7
エルヴァの部屋の扉をノックしてみたが返事はなかった。他に彼のいそうな場所は……と考えて辿り着いた談話室の扉に手を掛けたところで、内側から勝手に開いた。
「おや、申し訳ありません」
こちらに気づいて詫びながら几帳面に頭を下げたのはサブルムだった。彼と会うのは登城の案内人を務めてもらった初日以来だ。
「お久しぶりです、サブルムさん」
「はい。あなた方もお元気そうで何よりです」
ぺこぺこと頭を下げ合って目を合わせると、彼は標準装備の鉄面皮を和らげて私の頭のあたりを見て言った。
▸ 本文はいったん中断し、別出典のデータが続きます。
PR #2179, opened 2021-04-14
Don't discard data symbols when parsing elf file

pierricgimmig:
In order to have access to global variables, don't discard data
symbols when parsing elf file.

For a bit of context:
This is a somewhat naive implementation. What I'd like to have
is the ability to query all modules for the presence of a particular
global variable, without populating all the debug information. This
will be used to discover the Orbit api function table in different 
modules so we can punch in the proper function pointers from 
Orbit.

See https://github.com/google/orbit/pull/2140 for full usage.

### DIFF
--- a/src/ElfUtils/ElfFile.cpp
+++ b/src/ElfUtils/ElfFile.cpp
@@ -5,6 +5,7 @@
 #include "ElfUtils/ElfFile.h"
 
 #include <absl/base/casts.h>
+#include <absl/strings/match.h>
 #include <absl/strings/str_cat.h>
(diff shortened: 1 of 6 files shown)


antonrohr (changes requested):
Looks generally good, but I would like some unit tests. The classes you touch here are some of the well unit tested ones, lets keep it this way

pierricgimmig:
@antonrohr , as mentioned, this was the wrong approach for the problem, sorry for not realizing that sooner. This change could still potentially be useful, but I'll close the PR for now since there is no immediate need for it. Thanks for the review.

「会議でお嬢さんの保護が決まったそうですね。おめでとうございます」
そういえば、隠す必要がなくなったので黒髪は出しっぱなしである。
どうやら彼も夏妃の事情を知っているようだ。エルヴァあたりが話したのだろうか。
「それから、今回の騒動を収めてくださったこと、臣下として、龍の民の一員として、お礼申し上げます」
「い、いえ。そんな風に言っていただけるようなことは何も……」
恐縮して首を縮めていると、室内から苦笑気味の声がした。
「いつまでも廊下で立ち話もないだろう。入って椅子に座ったらどうだ?」
穏やかな笑みを含んだ美声はもちろん、エルヴァのものだ。サブルムは彼に向かって一礼し、「では後ほど」と声をかけて廊下の先へ歩み去った。
夏妃とウィルは談話室の中に入り、エルヴァの笑みに出迎えられた。
「おかえり、ふたりとも。無事で良かった」
温かい金緑色の眼差しにほっとする。彼の座るテーブルの向かい側に二人並んで腰を下ろすが、夏妃は和む間もなく目の前のものを凝視した。
「あの……これは……?」
テーブルの上には大量の紙束が山のように積まれている。夏妃の読解能力では内容は理解できないが、紙質や様式からするとなにかの書類だろう。
エルヴァは手早くそれらに何かを書き込んでいる。キリが良かったのか、数枚書き終えると手を止めて深く息をついた。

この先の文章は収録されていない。